Saved entries:
• • • • •

PR #486, opened 2021-06-23
Fixes #32870 - refresh features after 6.10 upgrade

jlsherrill:


jlsherrill:
@upadhyeammit i haven't actually tested this, but i'm curious if i'm on the right track

jlsherrill:
This seems to have worked!  

```
Running Procedures after migrating to Satellite 6.10
Refresh detected features:                                            [OK]
Start applicable services: 

rh-mongodb34-mongod, rh-redis5-redis, postgresql, pulpcore-api, pulpcore-content, pulpcore-resource-manager, rh-redis5-redis, tomcat, dynflow-sidekiq@orchestrator, foreman, httpd, puppetserver, dynflow-sidekiq@worker-1, dynflow-sidekiq@worker-hosts-queue-1, foreman-proxy
```

jlsherrill:
tested in conjunction with https://github.com/theforeman/foreman_maintain/pull/484

upadhyeammit (commented):
LGTM! We also need to refresh features in Capsule upgrade scenario as services are changing on that too?

ehelms:
Yes, we would need to refresh them on a Capsule upgrade as well. @upadhyeammit do you think we could merge this and do a follow up with Capsule or if you could take this PR and do the Capsule update? @jlsherrill is away for a few days which would otherwise delay this change.

upadhyeammit (approved):

PR #487, opened 2021-06-29
Fixes #32909 - use keys.openpgp.org instead of dead sks-keyservers

evgeni:


evgeni:
look ma, it only took me 5 tries to get a simple ruby 2.0 to work!

upadhyeammit (approved):

PR #488, opened 2021-06-29
Refs #32909 - don't install default ruby with rvm

evgeni:
when you call rvms installer with `--ruby`, it installs the default ruby
(3.0 at the time of writing), but we don't need that as we will
explicitly install 2.0 two lines later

• • • • •

What you need to do:
Having read the entries above, set each one down again exactly.

Solution for this problem:
PR #486, opened 2021-06-23
Fixes #32870 - refresh features after 6.10 upgrade

jlsherrill:


jlsherrill:
@upadhyeammit i haven't actually tested this, but i'm curious if i'm on the right track

jlsherrill:
This seems to have worked!  

```
Running Procedures after migrating to Satellite 6.10
Refresh detected features:                                            [OK]
Start applicable services: 

rh-mongodb34-mongod, rh-redis5-redis, postgresql, pulpcore-api, pulpcore-content, pulpcore-resource-manager, rh-redis5-redis, tomcat, dynflow-sidekiq@orchestrator, foreman, httpd, puppetserver, dynflow-sidekiq@worker-1, dynflow-sidekiq@worker-hosts-queue-1, foreman-proxy
```

jlsherrill:
tested in conjunction with https://github.com/theforeman/foreman_maintain/pull/484

upadhyeammit (commented):
LGTM! We also need to refresh features in Capsule upgrade scenario as services are changing on that too?

ehelms:
Yes, we would need to refresh them on a Capsule upgrade as well. @upadhyeammit do you think we could merge this and do a follow up with Capsule or if you could take this PR and do the Capsule update? @jlsherrill is away for a few days which would otherwise delay this change.

upadhyeammit (approved):

PR #487, opened 2021-06-29
Fixes #32909 - use keys.openpgp.org instead of dead sks-keyservers

evgeni:


evgeni:
look ma, it only took me 5 tries to get a simple ruby 2.0 to work!

upadhyeammit (approved):

PR #488, opened 2021-06-29
Refs #32909 - don't install default ruby with rvm

evgeni:
when you call rvms installer with `--ruby`, it installs the default ruby
(3.0 at the time of writing), but we don't need that as we will
explicitly install 2.0 two lines later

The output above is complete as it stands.